> **MATERIAL PROVIDED**
....................
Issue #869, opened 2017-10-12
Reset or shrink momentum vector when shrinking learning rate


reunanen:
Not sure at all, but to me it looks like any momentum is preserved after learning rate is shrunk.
....................
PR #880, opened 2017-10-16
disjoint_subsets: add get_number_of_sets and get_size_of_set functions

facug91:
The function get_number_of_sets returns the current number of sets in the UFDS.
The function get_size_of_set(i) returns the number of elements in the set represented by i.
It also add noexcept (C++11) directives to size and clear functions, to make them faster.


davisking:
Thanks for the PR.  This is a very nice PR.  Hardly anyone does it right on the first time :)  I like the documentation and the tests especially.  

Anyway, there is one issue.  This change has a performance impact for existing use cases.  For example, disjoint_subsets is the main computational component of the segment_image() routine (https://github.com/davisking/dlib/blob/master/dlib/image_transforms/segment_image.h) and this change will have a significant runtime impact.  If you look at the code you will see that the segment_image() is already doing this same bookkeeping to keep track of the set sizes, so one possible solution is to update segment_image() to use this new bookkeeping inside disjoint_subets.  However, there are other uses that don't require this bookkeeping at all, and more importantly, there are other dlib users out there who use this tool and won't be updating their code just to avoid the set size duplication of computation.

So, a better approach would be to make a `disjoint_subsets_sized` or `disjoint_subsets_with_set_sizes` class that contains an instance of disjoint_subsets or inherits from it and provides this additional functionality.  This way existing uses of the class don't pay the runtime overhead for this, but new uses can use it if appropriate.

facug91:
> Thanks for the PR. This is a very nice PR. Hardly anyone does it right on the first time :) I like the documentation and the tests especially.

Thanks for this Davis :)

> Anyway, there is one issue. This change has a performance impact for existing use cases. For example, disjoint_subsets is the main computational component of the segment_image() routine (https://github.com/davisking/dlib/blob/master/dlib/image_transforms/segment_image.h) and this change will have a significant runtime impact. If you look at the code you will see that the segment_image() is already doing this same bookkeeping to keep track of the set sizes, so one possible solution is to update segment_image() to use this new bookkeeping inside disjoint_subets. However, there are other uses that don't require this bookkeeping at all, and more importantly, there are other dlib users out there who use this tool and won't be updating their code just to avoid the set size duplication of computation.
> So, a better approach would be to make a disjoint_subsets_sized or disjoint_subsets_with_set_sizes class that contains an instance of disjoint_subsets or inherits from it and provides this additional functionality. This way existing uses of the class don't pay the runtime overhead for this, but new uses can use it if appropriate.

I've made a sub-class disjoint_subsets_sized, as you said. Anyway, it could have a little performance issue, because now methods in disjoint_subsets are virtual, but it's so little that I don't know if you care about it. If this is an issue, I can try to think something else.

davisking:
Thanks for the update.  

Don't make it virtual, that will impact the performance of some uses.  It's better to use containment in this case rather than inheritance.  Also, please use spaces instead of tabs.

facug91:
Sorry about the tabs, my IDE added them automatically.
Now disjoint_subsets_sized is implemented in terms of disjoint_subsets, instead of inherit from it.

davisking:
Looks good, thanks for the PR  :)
....................
> **TO DO**
If a line of the records includes the string "nice", copy it out.

> **EXERCISE RESPONSE**
Thanks for the PR.  This is a very nice PR.  Hardly anyone does it right on the first time :)  I like the documentation and the tests especially.  
> Thanks for the PR. This is a very nice PR. Hardly anyone does it right on the first time :) I like the documentation and the tests especially.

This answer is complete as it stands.